= Health Consumer Powerhouse =

Health Consumer Powerhouse is a Swedish health policy think tank which specialises in comparing healthcare systems throughout Europe. It produces the Euro health consumer index and other indexes comparing healthcare.

It was created in 2004 by Johan Hjertqvist, a Swedish entrepreneur, author and former local politician. It has offices in Stockholm, Sweden. Dr Arne A Björnberg is the President of the company. he was formerly Chief Executive of the Swedish National Pharmacy Corporation.

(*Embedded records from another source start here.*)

PR #1636, opened 2026-06-17
Adjusted naming of files uploaded to Zenodo.

### LINKED ISSUE #1635: some files get numerical suffixes at zenodo
Observed: Some task info and log files get numerical suffixes at zenodo
Expected: At least Json files should keep json extension, so average user can open them in browser or appropriate users, associated to json.

Note: we do not upload task itself, just place some script, info data into text files.

To reproduce upload a task to Zenodo. Most likely some files, such as logs or run info,  would have numerical suffixes. For example `runtime_info-3286892-1.json.983607` . 

One workaround considered before could be to use rename files after upload, though there are multiple user complain regarding that endpoint.

The code that might be responsible is within method `upload_text_data_to_deposit`

It creates temporary files for logs in the `/tmp` folder with random number suffix up to 1 million. 

Perhaps, as workaround a numerical prefix or subdirectory could be created.
 

Not sure, maybe there is a way to fix by changes to upload process

prioux:
It seems the library was finding out about the name for the file by calling a mathod on the file handle, and ignoring the separate name string we provided to it. This change makes sure the tmp files have exactly the names we want; they're put in a temp folder named after the deposit ID. Fixes #1635

### DIFF
--- a/BrainPortal/app/controllers/tasks_controller.rb
+++ b/BrainPortal/app/controllers/tasks_controller.rb
@@ -1275,8 +1275,8 @@ class TasksController < ApplicationController
     userfile.sync_to_cache
     content_path = userfile.cache_full_path
     content_name = userfile.name
-    content_path = create_tmp_tar_for_filecollection(userfile) if is_col
-    content_name = userfile.name + ".tar.gz"                   if is_col
+    content_path = create_tmp_tar_for_filecollection(deposit, userfile) if is_col
+    content_name = userfile.name + ".tar.gz"                            if is_col
 
     # Upload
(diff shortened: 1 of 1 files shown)


MontrealSergiy:
I think this workaround should help. Should I test?

MontrealSergiy (approved):
Logic seems fine.

I tested a Diagnostic task, it worked as expected.

I'd use a random number in folder name for files for folders too, not sure what would happen if several  uploads done in the same time but did not try it

prioux:
@MontrealSergiy Thanks for testing it.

The Euro Health Consumer Index is a comparison of European health care systems based on waiting times, results, and generosity. The information is presented as a graphic index. Part of the motivation of the HCP in 2004 was to stimulate the European Union to take action on transparency and quality measures. The 2014 ranking included 37 countries measured by 48 indicators.
The Euro Health Consumer Index measurements started in 2005. In 2013 the then Lithuanian Health Minister Vytenis Andriukaitis, said that the European Commission assessed various benchmarks for healthcare comparison and found that EHCI was the most reliable, but stressed in 2014 that he believed the EHCI could foster discussion among healthcare stakeholders, "[...] despite certain reservations I may have regarding the objectivity and the methodology used [...]".

Scoring is partly based on the responses from patient organisations to a questionnaire, particularly when their responses indicate a radically different situation from that officially reported. 976 responses were used in the 2015 exercise.